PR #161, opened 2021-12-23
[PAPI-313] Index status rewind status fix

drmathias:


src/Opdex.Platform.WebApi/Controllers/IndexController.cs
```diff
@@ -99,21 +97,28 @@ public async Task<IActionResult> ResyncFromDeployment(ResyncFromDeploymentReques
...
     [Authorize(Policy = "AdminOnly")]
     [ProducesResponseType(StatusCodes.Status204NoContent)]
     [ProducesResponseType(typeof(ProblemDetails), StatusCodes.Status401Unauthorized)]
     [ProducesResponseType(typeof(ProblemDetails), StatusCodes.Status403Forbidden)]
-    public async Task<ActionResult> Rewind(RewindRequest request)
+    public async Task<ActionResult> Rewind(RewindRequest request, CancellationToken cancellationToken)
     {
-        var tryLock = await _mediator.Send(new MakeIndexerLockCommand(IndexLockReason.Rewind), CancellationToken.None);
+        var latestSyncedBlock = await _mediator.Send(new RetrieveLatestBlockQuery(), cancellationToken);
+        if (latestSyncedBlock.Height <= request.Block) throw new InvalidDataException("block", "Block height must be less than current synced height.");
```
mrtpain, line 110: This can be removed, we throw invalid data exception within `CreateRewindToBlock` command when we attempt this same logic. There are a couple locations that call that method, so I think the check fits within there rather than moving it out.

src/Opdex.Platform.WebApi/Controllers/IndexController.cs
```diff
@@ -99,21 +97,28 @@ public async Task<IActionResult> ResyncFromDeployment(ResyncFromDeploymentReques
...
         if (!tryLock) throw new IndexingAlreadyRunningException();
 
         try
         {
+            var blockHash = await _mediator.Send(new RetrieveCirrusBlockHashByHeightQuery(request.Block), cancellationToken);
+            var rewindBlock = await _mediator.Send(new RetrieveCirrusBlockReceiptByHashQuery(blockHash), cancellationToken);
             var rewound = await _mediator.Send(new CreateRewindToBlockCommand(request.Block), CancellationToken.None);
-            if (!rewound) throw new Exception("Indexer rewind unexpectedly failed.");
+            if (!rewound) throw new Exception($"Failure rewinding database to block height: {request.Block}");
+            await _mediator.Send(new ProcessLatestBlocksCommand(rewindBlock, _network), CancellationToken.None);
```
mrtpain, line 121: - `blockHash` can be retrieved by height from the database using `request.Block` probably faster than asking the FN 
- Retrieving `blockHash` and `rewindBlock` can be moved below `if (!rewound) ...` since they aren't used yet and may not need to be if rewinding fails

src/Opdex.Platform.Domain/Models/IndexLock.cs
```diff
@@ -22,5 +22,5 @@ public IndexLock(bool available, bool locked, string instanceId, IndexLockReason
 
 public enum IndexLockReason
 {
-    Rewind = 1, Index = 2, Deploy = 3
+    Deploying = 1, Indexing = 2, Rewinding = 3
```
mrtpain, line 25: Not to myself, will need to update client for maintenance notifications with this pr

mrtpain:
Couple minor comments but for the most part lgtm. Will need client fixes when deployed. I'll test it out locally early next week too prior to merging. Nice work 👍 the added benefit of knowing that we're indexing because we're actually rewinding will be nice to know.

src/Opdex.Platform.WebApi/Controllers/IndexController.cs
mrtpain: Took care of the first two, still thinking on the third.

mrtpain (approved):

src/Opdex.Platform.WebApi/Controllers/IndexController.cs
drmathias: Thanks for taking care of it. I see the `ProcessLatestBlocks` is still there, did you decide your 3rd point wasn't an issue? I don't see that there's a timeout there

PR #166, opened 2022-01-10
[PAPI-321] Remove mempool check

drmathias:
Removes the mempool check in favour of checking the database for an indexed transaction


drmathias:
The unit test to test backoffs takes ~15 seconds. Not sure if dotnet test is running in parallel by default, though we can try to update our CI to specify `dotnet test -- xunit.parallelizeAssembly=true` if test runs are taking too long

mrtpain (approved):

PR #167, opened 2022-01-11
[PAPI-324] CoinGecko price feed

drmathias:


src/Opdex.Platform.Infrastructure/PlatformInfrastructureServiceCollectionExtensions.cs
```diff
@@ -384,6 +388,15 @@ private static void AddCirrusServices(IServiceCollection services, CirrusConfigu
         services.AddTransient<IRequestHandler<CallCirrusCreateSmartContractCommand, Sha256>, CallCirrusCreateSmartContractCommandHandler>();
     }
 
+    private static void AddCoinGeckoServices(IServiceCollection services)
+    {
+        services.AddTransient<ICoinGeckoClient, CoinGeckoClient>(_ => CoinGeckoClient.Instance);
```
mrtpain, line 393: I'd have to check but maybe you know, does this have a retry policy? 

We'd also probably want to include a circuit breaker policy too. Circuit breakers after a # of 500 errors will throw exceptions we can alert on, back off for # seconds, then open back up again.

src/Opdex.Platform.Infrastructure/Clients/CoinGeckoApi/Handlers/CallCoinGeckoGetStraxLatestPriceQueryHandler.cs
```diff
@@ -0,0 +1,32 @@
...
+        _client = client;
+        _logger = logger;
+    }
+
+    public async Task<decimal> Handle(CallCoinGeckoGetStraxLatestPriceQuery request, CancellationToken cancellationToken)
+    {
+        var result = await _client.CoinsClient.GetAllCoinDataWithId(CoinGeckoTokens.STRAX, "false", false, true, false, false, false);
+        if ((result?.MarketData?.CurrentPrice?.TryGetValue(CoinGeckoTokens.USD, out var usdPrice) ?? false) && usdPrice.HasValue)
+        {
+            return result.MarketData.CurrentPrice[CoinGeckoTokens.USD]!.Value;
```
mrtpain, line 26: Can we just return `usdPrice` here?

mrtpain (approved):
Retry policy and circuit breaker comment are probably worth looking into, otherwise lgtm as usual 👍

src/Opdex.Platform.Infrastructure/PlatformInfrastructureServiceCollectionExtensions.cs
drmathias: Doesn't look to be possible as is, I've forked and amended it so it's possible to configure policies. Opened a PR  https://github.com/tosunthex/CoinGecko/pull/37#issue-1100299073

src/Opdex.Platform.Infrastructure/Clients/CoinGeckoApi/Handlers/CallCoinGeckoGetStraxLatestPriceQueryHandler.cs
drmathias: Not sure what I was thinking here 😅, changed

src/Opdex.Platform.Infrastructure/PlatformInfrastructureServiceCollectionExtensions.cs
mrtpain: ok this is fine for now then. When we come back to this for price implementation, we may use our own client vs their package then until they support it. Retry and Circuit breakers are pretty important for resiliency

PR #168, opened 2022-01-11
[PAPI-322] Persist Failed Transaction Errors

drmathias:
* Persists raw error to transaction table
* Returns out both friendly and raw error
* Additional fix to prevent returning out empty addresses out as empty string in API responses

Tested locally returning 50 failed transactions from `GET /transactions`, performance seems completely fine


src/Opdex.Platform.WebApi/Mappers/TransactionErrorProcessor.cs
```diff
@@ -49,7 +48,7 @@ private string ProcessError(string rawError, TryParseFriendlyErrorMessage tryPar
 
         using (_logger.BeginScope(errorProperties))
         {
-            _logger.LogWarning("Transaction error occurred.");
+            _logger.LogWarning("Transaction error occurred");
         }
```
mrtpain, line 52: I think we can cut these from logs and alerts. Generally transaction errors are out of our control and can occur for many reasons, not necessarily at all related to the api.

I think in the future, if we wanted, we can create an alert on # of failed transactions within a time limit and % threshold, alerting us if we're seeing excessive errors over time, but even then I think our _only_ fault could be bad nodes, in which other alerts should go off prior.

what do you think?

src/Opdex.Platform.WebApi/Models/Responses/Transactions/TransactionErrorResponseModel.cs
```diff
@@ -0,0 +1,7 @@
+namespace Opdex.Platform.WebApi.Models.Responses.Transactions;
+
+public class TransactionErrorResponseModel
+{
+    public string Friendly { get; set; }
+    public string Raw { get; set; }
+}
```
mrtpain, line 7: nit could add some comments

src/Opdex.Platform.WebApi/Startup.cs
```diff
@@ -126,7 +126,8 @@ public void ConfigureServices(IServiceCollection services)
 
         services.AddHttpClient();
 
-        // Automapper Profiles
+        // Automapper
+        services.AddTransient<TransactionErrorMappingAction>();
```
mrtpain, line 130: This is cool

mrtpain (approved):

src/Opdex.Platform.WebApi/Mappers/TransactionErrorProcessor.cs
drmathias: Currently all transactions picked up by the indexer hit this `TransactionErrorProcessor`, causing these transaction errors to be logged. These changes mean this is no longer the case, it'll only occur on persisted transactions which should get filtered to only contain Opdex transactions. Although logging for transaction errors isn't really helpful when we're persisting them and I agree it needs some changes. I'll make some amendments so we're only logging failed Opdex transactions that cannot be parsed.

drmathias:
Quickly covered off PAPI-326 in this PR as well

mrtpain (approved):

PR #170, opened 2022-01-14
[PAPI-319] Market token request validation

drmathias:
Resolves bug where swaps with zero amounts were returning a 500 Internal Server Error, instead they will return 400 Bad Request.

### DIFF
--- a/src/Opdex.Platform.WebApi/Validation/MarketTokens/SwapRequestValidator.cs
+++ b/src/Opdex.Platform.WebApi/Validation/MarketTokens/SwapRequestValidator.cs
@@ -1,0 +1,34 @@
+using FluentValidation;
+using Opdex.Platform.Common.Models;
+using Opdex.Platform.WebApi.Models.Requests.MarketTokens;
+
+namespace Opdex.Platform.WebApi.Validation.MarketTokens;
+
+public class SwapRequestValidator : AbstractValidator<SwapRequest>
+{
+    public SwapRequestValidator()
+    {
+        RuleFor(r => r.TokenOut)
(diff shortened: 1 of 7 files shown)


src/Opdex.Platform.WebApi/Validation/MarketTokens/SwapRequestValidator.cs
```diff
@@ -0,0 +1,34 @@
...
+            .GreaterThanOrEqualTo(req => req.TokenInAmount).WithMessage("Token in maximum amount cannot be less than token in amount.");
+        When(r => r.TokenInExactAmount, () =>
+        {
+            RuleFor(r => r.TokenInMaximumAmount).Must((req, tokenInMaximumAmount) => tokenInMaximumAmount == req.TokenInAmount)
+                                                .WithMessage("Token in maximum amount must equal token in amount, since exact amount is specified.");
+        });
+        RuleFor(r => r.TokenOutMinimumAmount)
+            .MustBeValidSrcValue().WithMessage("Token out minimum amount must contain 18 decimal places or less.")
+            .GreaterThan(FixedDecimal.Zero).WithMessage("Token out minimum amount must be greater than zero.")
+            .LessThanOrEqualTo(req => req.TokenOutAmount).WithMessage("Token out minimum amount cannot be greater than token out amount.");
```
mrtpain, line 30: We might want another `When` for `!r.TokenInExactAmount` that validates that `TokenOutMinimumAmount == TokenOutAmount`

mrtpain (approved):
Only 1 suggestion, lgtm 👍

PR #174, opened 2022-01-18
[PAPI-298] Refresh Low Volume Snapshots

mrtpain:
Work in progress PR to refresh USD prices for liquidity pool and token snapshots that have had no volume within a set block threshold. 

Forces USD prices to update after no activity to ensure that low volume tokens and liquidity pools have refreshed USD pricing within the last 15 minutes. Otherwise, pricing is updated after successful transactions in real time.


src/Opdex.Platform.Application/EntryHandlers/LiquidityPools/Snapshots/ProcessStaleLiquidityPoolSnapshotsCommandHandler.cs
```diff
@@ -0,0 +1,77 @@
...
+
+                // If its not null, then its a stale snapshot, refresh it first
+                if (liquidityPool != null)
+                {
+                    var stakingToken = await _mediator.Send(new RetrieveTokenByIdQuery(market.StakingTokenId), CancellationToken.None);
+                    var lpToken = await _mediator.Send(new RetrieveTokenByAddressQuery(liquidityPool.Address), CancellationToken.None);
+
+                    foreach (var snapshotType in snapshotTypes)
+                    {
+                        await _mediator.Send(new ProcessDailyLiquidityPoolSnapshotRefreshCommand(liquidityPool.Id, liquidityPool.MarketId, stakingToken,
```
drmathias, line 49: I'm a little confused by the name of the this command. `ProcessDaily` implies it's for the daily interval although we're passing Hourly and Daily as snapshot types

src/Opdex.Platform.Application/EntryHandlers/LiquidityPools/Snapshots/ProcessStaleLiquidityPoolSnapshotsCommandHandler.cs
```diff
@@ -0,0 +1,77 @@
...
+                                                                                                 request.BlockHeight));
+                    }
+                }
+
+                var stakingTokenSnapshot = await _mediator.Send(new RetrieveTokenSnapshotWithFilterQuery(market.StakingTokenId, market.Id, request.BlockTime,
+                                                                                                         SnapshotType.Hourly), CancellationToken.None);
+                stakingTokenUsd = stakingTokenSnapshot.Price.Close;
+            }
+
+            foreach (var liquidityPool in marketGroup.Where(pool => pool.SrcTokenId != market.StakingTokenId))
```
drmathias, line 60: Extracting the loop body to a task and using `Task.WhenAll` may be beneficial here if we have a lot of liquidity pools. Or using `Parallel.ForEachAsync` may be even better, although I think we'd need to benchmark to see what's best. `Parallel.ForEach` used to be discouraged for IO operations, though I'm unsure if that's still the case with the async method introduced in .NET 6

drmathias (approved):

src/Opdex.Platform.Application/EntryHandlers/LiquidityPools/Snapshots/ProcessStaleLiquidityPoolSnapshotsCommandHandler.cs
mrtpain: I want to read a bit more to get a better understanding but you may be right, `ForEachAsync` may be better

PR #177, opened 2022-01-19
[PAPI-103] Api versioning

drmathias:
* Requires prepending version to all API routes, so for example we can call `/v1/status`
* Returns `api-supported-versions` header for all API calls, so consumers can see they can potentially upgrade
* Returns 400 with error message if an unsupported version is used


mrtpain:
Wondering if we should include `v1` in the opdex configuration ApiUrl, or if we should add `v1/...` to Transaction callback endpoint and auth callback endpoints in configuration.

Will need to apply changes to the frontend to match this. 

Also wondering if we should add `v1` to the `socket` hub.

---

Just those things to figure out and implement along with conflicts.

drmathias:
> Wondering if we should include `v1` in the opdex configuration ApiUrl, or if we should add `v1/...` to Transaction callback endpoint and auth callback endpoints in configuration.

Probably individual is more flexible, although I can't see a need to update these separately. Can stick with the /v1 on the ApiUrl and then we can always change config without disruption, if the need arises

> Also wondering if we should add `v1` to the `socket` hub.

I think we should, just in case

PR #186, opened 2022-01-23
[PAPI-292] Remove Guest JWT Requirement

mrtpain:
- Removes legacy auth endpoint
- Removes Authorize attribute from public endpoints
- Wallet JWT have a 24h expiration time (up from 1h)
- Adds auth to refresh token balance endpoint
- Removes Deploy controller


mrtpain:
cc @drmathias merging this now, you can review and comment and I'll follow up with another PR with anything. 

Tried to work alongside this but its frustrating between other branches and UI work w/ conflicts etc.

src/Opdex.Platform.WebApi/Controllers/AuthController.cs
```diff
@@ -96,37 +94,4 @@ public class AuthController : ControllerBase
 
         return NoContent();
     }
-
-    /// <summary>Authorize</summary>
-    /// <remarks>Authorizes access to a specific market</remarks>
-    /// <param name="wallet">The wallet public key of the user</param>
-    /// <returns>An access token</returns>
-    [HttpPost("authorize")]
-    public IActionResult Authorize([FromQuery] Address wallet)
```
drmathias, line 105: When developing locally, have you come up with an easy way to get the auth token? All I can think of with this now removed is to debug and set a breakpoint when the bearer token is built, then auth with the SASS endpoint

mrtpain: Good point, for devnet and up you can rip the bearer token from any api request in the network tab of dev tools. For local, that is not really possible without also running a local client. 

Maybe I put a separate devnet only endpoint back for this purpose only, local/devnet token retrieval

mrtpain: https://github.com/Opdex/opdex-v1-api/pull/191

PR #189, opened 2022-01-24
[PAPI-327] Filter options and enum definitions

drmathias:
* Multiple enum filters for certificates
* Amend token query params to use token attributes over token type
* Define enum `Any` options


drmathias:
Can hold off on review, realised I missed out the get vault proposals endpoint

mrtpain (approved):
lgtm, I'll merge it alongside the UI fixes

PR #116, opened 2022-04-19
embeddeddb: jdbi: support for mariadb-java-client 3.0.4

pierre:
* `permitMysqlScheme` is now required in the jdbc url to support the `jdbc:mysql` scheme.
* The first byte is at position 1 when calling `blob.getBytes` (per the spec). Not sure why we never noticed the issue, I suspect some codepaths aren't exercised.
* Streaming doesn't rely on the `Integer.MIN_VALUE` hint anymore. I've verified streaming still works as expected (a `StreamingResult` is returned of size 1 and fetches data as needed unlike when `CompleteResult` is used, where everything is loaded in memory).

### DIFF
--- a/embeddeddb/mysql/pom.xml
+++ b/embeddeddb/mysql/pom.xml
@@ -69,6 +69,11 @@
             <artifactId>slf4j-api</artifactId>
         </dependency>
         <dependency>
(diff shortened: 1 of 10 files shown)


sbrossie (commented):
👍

# # # # #

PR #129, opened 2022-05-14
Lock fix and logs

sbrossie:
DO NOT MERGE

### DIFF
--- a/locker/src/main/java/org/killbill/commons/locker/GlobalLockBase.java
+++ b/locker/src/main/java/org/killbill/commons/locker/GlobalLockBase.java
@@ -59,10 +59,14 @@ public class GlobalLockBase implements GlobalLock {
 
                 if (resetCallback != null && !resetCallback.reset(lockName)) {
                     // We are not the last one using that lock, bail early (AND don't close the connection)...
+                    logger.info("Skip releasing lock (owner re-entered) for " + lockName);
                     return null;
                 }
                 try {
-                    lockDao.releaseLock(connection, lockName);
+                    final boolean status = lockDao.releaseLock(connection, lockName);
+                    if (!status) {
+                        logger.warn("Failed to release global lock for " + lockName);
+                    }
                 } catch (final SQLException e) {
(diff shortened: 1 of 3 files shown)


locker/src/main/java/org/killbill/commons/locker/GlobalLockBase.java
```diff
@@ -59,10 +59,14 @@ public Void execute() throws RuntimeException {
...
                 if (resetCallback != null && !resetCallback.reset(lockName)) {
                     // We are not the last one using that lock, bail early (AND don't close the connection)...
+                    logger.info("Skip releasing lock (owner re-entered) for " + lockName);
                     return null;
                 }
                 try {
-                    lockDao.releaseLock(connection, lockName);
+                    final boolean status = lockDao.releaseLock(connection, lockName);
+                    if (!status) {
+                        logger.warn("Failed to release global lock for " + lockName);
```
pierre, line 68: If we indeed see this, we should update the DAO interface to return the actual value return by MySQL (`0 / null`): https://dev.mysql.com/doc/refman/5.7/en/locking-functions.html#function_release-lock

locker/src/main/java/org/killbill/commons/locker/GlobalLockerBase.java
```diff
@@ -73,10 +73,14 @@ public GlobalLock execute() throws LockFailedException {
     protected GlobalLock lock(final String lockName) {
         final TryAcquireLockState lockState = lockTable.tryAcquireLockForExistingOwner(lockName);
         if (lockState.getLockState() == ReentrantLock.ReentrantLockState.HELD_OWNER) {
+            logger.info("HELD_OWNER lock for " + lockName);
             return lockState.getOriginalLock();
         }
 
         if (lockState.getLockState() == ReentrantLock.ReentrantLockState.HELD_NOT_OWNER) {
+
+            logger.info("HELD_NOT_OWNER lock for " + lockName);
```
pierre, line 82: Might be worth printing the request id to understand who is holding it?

# # # # #

TASK ITEM
Wherever the word "false" appears in the entries above, copy that whole line.

ANSWER SECTION
+        var result = await _client.CoinsClient.GetAllCoinDataWithId(CoinGeckoTokens.STRAX, "false", false, true, false, false, false);
+        if ((result?.MarketData?.CurrentPrice?.TryGetValue(CoinGeckoTokens.USD, out var usdPrice) ?? false) && usdPrice.HasValue)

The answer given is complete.